DIRECTIONS FOR THIS TASK ▸
For each line of the listing that holds "sample", show the full line.

MATERIAL FOR THE TASK ▸
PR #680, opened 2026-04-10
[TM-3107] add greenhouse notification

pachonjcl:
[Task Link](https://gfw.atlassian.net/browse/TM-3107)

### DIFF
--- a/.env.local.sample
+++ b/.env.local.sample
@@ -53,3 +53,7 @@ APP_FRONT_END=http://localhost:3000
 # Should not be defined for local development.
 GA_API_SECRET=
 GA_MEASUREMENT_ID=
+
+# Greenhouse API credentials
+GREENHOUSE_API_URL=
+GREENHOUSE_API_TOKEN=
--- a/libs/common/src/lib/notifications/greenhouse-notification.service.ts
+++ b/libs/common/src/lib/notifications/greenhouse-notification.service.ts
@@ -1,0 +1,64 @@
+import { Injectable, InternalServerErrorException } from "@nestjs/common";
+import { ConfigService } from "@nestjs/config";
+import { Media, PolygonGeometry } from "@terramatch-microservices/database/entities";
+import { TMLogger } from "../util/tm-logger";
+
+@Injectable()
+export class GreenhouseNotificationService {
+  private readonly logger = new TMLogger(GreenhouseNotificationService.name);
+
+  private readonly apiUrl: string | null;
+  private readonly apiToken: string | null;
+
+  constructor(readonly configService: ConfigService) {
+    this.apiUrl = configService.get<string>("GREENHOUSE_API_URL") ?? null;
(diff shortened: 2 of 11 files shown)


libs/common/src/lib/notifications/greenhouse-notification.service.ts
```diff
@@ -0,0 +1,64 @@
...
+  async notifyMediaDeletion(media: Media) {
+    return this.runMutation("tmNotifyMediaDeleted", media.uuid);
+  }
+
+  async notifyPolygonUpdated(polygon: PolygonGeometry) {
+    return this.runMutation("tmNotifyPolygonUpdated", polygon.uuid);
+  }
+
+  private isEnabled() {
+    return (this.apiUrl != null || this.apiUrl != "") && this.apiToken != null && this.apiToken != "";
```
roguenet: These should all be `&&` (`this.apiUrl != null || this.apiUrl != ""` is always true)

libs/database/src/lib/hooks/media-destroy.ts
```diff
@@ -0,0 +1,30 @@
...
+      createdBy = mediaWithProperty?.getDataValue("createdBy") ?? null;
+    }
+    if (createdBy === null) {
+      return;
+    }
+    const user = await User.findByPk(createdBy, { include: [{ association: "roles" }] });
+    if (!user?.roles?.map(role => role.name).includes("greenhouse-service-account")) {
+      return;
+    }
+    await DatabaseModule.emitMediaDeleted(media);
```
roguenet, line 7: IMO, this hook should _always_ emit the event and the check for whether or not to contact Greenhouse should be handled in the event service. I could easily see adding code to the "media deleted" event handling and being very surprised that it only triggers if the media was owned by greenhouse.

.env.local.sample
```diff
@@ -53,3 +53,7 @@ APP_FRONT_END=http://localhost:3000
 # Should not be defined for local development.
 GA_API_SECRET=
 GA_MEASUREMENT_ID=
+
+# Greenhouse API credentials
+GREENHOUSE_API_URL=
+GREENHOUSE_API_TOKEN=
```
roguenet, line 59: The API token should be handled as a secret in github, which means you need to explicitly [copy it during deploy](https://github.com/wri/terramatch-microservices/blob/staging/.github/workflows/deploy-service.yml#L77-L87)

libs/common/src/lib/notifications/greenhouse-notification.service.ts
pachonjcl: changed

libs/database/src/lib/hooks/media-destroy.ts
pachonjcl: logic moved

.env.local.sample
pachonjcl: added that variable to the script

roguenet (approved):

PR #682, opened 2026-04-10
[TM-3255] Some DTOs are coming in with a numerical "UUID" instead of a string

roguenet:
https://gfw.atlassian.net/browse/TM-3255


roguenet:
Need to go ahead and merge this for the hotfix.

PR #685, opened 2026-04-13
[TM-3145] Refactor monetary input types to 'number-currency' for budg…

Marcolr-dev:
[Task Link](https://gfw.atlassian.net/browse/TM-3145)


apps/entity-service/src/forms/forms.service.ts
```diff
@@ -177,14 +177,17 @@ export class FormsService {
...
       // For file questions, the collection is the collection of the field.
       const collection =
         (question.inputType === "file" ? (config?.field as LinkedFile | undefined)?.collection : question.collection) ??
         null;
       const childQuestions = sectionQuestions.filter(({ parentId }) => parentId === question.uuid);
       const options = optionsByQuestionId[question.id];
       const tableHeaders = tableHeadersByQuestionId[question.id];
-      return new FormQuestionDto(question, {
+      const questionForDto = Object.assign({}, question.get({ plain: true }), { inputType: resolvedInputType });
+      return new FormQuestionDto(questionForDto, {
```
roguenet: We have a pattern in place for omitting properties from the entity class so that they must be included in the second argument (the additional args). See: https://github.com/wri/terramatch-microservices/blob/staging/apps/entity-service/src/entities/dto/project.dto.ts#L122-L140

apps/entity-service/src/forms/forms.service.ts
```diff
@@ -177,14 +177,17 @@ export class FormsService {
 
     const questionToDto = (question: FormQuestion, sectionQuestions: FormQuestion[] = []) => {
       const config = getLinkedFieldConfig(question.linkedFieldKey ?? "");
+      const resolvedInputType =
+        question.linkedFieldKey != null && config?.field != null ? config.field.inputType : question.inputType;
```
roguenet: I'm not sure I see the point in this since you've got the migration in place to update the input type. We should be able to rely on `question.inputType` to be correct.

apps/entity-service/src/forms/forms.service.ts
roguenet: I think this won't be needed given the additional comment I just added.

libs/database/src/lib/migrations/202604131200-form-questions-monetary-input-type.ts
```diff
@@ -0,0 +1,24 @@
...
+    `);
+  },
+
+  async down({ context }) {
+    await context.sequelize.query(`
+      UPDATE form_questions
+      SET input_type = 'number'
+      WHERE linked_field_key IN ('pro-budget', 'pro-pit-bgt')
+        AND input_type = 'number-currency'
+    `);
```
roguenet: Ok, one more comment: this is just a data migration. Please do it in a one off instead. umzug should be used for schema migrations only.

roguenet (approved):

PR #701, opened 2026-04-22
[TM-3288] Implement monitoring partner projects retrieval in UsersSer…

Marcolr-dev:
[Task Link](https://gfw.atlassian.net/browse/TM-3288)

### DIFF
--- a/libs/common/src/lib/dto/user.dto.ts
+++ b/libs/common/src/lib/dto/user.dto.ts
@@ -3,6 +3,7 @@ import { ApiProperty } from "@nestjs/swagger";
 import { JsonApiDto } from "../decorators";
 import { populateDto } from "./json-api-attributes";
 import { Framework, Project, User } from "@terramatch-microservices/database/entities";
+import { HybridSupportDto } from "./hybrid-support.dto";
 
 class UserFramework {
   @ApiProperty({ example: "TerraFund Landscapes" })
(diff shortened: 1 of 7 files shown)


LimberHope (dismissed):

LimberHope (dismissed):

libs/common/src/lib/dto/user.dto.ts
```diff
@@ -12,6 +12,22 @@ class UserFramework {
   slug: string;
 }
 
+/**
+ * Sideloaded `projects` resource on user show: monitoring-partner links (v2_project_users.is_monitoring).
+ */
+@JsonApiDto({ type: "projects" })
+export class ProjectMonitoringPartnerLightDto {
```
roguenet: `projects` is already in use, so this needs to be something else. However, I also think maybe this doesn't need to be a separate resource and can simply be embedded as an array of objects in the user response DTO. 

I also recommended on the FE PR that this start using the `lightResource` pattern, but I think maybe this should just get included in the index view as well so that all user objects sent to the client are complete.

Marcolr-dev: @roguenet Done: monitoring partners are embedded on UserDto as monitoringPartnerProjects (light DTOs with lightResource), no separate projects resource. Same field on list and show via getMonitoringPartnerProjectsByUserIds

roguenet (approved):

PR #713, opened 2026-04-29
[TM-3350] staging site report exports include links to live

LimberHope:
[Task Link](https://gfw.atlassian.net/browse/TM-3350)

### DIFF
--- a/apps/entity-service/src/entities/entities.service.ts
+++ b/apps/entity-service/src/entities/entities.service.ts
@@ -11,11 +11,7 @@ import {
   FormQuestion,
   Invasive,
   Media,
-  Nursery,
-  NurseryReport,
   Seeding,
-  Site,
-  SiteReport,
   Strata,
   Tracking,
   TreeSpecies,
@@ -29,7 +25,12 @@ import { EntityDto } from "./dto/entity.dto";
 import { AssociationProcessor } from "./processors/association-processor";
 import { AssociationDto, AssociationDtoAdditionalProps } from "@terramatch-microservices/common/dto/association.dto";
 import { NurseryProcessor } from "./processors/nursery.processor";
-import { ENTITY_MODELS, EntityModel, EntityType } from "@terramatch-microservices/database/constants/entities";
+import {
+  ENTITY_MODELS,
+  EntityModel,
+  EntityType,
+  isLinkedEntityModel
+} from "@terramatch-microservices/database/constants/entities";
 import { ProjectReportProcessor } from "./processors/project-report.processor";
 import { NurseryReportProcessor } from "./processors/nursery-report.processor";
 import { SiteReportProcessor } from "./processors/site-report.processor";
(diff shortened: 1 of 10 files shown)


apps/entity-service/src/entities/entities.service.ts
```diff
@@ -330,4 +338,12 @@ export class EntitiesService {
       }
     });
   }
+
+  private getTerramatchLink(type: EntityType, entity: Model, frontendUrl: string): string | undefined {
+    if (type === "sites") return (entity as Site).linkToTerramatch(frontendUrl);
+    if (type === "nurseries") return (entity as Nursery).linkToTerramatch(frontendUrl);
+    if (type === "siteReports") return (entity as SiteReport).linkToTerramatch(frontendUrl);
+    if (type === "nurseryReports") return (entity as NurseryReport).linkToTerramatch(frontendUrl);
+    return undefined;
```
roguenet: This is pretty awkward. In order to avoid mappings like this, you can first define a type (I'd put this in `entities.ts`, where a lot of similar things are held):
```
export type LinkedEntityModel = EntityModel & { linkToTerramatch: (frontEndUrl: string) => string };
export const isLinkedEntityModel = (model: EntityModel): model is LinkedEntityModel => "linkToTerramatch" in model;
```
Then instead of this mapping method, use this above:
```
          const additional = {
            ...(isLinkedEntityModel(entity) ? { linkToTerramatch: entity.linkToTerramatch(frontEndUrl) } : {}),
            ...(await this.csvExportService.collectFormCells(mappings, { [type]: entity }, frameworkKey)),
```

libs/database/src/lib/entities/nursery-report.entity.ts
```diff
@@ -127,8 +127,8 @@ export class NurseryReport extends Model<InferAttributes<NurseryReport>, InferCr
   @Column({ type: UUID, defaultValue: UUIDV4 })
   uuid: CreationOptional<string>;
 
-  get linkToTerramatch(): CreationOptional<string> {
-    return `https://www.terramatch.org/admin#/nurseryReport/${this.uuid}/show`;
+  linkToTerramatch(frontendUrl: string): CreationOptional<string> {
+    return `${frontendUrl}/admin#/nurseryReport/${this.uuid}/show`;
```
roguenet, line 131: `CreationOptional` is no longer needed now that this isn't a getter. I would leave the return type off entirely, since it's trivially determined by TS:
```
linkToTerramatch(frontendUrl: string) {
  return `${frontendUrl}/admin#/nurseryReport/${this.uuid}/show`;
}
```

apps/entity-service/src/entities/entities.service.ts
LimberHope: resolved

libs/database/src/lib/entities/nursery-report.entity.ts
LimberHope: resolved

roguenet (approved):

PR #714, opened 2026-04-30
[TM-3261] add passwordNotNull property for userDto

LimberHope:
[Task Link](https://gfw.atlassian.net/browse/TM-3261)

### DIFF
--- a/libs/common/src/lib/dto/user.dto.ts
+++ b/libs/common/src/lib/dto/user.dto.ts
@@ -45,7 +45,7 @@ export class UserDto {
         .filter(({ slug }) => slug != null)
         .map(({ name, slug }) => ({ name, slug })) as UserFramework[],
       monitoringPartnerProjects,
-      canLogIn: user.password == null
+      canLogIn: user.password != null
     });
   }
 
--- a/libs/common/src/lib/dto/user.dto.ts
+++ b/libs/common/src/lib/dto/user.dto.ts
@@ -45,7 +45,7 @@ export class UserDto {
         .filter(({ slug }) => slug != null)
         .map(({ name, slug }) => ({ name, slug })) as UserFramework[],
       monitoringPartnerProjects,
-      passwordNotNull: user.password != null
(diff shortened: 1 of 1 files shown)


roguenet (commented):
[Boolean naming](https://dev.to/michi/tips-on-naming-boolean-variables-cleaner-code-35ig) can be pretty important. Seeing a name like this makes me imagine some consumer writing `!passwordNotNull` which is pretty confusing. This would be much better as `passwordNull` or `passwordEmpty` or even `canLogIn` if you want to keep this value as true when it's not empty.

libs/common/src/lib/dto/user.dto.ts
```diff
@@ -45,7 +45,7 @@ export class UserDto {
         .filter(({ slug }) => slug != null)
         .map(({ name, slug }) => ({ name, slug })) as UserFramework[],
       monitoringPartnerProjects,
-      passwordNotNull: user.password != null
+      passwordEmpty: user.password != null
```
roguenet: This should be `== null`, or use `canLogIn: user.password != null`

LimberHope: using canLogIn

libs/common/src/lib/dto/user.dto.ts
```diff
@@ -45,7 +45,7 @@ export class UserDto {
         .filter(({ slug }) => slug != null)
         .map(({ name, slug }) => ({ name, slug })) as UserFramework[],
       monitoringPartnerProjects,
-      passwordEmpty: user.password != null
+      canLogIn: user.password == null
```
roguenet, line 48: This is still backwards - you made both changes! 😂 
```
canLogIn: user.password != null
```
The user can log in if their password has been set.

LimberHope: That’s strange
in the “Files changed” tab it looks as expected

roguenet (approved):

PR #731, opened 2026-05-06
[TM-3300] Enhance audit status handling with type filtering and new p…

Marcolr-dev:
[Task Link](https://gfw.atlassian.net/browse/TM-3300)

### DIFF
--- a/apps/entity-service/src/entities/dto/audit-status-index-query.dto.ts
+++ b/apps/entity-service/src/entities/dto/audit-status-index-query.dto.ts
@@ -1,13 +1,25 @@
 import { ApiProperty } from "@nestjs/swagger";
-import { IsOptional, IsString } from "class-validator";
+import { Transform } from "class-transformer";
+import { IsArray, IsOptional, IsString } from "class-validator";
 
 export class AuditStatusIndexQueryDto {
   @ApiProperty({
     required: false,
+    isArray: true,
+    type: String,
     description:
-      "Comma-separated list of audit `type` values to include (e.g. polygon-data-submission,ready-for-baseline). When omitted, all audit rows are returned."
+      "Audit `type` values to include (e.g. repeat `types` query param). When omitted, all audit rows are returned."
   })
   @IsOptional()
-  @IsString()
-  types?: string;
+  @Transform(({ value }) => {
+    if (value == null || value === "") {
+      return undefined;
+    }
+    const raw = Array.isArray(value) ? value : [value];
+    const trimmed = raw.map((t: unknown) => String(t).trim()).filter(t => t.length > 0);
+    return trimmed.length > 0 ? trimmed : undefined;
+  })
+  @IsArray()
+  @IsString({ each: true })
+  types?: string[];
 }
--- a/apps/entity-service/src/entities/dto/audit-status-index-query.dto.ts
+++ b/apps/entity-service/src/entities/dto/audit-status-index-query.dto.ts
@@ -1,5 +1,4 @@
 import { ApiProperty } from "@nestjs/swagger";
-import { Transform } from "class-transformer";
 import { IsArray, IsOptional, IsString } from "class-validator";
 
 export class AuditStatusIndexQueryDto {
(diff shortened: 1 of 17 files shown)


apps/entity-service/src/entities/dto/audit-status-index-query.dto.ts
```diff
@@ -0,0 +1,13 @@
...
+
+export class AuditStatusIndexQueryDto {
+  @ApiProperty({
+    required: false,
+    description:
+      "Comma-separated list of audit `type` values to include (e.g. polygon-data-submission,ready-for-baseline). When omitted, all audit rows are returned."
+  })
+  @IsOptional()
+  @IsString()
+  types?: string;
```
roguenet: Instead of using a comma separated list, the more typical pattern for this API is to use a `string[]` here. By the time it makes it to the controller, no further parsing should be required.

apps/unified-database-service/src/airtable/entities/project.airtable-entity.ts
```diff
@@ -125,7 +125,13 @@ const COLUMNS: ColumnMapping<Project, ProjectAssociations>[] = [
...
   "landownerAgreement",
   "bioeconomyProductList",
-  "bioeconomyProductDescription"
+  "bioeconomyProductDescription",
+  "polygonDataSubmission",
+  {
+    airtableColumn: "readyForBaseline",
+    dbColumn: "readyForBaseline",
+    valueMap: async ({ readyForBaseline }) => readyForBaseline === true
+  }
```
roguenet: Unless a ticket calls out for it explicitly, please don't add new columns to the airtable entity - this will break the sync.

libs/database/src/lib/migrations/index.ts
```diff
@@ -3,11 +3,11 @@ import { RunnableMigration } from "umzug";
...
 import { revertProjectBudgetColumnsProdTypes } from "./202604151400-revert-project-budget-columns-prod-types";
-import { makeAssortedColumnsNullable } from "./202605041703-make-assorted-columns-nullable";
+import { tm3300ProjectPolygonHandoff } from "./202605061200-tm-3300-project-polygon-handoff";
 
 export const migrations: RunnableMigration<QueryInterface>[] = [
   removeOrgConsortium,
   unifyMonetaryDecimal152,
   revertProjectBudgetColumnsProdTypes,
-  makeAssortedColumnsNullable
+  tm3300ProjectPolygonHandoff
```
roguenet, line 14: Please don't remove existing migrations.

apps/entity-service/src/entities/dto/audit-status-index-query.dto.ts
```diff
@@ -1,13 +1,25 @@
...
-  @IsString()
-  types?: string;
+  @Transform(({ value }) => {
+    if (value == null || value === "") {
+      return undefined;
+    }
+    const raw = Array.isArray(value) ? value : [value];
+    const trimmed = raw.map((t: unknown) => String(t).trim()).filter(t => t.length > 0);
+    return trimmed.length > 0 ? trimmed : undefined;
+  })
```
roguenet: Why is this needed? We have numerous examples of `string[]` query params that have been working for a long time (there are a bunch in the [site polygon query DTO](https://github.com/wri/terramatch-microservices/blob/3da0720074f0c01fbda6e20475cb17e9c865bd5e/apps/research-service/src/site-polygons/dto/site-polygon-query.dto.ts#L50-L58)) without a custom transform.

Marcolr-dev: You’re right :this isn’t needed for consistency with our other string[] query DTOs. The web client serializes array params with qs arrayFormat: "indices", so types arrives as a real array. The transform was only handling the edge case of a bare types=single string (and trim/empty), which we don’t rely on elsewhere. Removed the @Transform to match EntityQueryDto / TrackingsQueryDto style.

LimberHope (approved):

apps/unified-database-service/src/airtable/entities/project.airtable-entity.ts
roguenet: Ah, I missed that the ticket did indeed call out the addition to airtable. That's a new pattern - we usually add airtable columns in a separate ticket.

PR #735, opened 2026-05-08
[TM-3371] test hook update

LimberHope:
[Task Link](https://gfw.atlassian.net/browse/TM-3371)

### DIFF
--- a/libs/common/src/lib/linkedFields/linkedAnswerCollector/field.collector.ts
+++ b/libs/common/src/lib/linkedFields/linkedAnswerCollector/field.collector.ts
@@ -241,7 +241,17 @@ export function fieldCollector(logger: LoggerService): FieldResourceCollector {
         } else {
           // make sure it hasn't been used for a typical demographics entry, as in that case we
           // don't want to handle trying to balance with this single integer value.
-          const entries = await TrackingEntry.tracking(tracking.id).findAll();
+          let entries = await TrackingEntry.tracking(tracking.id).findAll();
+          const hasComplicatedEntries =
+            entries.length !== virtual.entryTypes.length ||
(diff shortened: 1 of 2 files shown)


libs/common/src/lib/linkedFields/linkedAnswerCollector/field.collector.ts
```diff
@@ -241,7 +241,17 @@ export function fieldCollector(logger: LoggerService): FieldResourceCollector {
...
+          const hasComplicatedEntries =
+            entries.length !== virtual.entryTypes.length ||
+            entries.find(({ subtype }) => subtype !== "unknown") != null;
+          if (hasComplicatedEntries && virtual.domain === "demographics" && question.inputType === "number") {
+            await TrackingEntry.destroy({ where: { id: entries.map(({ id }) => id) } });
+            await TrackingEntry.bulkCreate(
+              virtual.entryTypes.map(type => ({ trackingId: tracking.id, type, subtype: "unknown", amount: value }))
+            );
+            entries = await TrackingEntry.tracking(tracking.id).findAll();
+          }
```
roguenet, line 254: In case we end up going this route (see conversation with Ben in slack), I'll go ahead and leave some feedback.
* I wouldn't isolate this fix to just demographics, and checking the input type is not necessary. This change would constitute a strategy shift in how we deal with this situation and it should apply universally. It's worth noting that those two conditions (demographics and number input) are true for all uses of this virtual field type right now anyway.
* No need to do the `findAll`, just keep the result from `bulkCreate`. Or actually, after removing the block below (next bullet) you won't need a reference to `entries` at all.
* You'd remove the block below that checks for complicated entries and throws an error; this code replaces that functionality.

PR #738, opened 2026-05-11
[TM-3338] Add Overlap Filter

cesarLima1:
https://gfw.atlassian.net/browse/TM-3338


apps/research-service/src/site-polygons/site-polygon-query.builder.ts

EXERCISE ANSWER ▸
--- a/.env.local.sample
+++ b/.env.local.sample
.env.local.sample
.env.local.sample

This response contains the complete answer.